Their stories are in line with a plan announced Tuesday by a United Way task force to address homelessness.
'I now can get up when I want. You get your meals every day. And it keeps me away from walking around at night'
The 15-member Community Task Force to End Homelessness, whose members include Royal Bank of Canada regional president Rob Johnston, Birchwood Automotive Group president and CEO Steve Chipman, and Siloam Mission executive director Floyd Perras, released recommendations that could be implemented within a year, as well as some for the next four years, which could reduce homelessness -- and prevent it.

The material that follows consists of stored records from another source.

PR #635, opened 2015-08-15
Add enum variants to cover all cases

xunien:
Add variants, not sure if it's too complicated because nothing talk about borrowing ?

### DIFF
--- a/examples/custom_types/enum/enum.rs
+++ b/examples/custom_types/enum/enum.rs
@@ -36,10 +36,15 @@ fn inspect(p: Person) {
 
 fn main() {
     let person = Person::Height(18);
+    let danny  = Person::Weight(10);
     // `to_owned()` creates an owned `String` from a string slice.
     let dave   = Person::Info { name: "Dave".to_owned(), height: 72 };
-    // ^ TODO: Try changing these to a different variants.
+    let john   = Person::Fat;
+    let larry  = Person::Skinny;
 
     inspect(person);
+    inspect(danny);
     inspect(dave);
+    inspect(john);
+    inspect(larry);
 }


examples/custom_types/enum/enum.rs
```diff
@@ -18,28 +18,31 @@ enum Person {
 
 // A function which takes a `Person` enum as an argument and
 // returns nothing.
-fn inspect(p: Person) {
+fn inspect(p: &Person) {
     // Usage of an `enum` must cover all cases (irrefutable)
     // so a `match` is used to branch over it.
-    match p {
+    match *p {
```
mdinger: This won't work as written. `Person` isn't `Copy` so `*p` will force a move from a borrow which will not be allowed. You'd have to do

```rust
match p {
    &Person::Skinny => ...,
...
}
```

examples/custom_types/enum/enum.rs
```diff
@@ -18,28 +18,31 @@ enum Person {
...
         Person::Skinny    => println!("Is skinny!"),
         Person::Fat       => println!("Is fat!"),
         // Destructure `i` from inside the `enum`.
         Person::Height(i) => println!("Has a height of {}.", i),
         Person::Weight(i) => println!("Has a weight of {}.", i),
         // Destructure `Info` into `name` and `height`.
-        Person::Info { name, height } => {
-            println!("{} is {} tall!", name, height);
+        Person::Info { ref name, ref height } => {
```
mdinger: Don't need a `&Person` to do a `ref`.

mdinger:
Anyway, I'm not sure what this is trying to achieve. It complicates the example with `Copy`, `Clone`, and/or borrowing, and `iter()`. If you're looking for borrowing, it's discussed more in [match/destrucuring/pointers](http://rustbyexample.com/flow_control/match/destructuring/destructure_pointers.html), in [scope/borrowing](http://rustbyexample.com/scope/borrow.html), and in [scope/lifetimes](http://rustbyexample.com/scope/lifetime.html) (which was very recently changed).

xunien:
Yes to complicate. Sorry for this useless PR.

mdinger:
Just to clarify, I wasn't trying to belittle you over this PR. I just didn't see what the intent was or what problem you were trying to solve in light of my previous comment.

xunien:
I just want to add some variants to fix that :
    `// ^ TODO: Try changing these to a different variants.`

Nervermind, my PR was unclear ;) I will make a simpler.

mdinger:
This is okay and clearer than before.

steveklabnik:
Thanks!

PR #636, opened 2015-08-17
Move RBE to stable

steveklabnik:
This commit moves everything to stable Rust.

In it, we lose a few things:

* FnBox examples
* Associated Constants
* Benchmark tests
* PathExt stuff
* SIMD
* Inline Assembly

These are varying degrees of unfortunate. A better build system
might be able to do nightly vs stable builds for the relevant bits
in the future.


src/example.rs
```diff
@@ -37,7 +37,7 @@ impl Example {
             None => 1,
             Some(ref children) => 1 + children.iter()
                                               .map(|c| c.count())
-                                              .sum::<usize>(),
+                                              .fold(0, |sum, i| sum + i),
```
mdinger: That didn't occur to me. Glad you thought of it.

examples/fn/closures/output_parameters/input.md
```diff
@@ -1,30 +0,0 @@
...
-### See also:
-
-[Boxing][box], [`Fn`][fn], [`FnMut`][fnmut], [`FnBox`][fnbox], and
-[Generics][generics]
-
-[box]: /std/box.html
-[fn]: http://doc.rust-lang.org/std/ops/trait.Fn.html
-[fnmut]: http://doc.rust-lang.org/std/ops/trait.FnMut.html
-[fnbox]: http://doc.rust-lang.org/std/boxed/trait.FnBox.html
-[generics]: /generics.html
```
mdinger: Any reason this section was removed? You could just remove `FnBox` and add a comment stating `FnOnce` doesn't yet have a analog on stable.

steveklabnik: because I read `output_parameters.rs` wrong, and thought it was all about FnBox. i should restore this and the rest of that.

mdinger:
Missed the changes to `structure.json`. That's what those weird error messages are. It won't build without them.

examples/fn/closures/output_parameters/input.md
```diff
@@ -8,8 +8,6 @@ The valid types for returns are slightly different than before:
 
 * `Fn`: normal
 * `FnMut`: normal
-* `FnBox`: equivalent to `FnOnce` but specialized for this application
-because `FnOnce` currently(version 1.1.0) interacts badly with the type system.
```
mdinger: You still may want to comment on it though. People will probably expect the `FnOnce` analog and so might just think it missing is a typo.

mdinger:
Aside from that, I'm pretty okay with this. I would think the biggest loss here is losing slice patterns which are useful to know about (I was certain `step_by()` was used somewhere but I can't find it anywhere...so I guess I was mistaken). SIMD is being changed through that new RFC. bench and unsafe have better explanations in other locations such as the book and the rustonomicon.

This seems fine to me.

examples/fn/closures/output_parameters/input.md
steveklabnik: :+1:

steveklabnik:
@mdinger cool, glad we're on the same page.

mdinger:
Nice. +1 from me.

alexcrichton:
:confetti_ball: 

Nice work @steveklabnik!

sinistersnare:
Can we add a section of RBE: "Unstable of Rust", and recreate these sections?

steveklabnik:
@sinistersnare not without significant work on the build process.

mdinger:
Not just the build process. The playpen currently all uses the same environment and would have to be conditionally enabled for just those sections. Currently it doesn't pay attention to which example is being run, just that an example is being run.

steveklabnik:
And to be clear, I do want that work to happen at some point. It's just not simple.

PR #648, opened 2015-10-01
Fix playpen

mdinger:
Using ace-min-noconflict causes ace to not recognize the editor. I'm not sure if a bad build was uploaded or what but switching to min fixed it.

Task force co-chairs Johnston and Cindy Coker, executive director of SEED Winnipeg, said the first year would see the design of a housing registry accessible to homeless people and the agencies that provide housing-related services. Taking stock of housing available for the homeless and starting a proposal to increase supportive housing by 300 units is also included.
There would also be the creation of a formal network of community agencies to improve co-ordination between them.

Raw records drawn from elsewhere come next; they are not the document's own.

PR #650, opened 2015-10-08
print_display/testcase_list: fix issue with zero-length vector

vthib:
The implementation given to implement fmt::Display with a Vec
works fine, as long as the vector is not empty. If it is,
vec[len-1] is accessed, leading to a run-time panic.

The issue is that a fmt::Result value must be returned in the end,
and as the example did not used any brackets to surround the printed
values, empty vector would have meant nothing to print. A "Ok(())"
could be returned, but this isn't elegant or best for an example of
pretty Rust code.

'[' and ']' are therefore added around the printed values, and the
code is reworked to print a comma before every element that is not
the first one.


steveklabnik:
Nice catch! Thanks.

PR #651, opened 2015-10-13
std_misc/arg/matching: fix match_args.rs to match input.md

ia0:
This patch fixes:

    $ ./match_args Rust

Johnston and Coker said years two to four would include the creation of extra supportive housing, the determination of how much additional housing is needed, and moving toward the goal to eliminate homelessness by 2025.
"We need to shift from managing homelessness to ending homelessness," Johnston said.
"We know Housing First has worked in other cities... A home is the first step to supporting someone out of homelessness."
Coker said people who are homeless "have hearts and souls."
"When people do not have a sense of belonging in family and community, it is difficult to have hope."
Mayor Sam Katz said he's pleased the city is a part of the task force.
"This has so much possibility to make a real difference," Katz said.
Housing Minister Peter Bjornson said it would be premature for the province to announce any funding to build supportive housing.
"The province will be there to support the initiative financially," Bjornson said. "We will be part of the solution. This is a good start, but the work is just beginning."
Perras said they look forward to continuing to work with the task force. He said the one-stop access centre would help. "We know there are about 1,200 unique individuals who come to us, but we don't know how many then go to places like the Salvation Army," he said.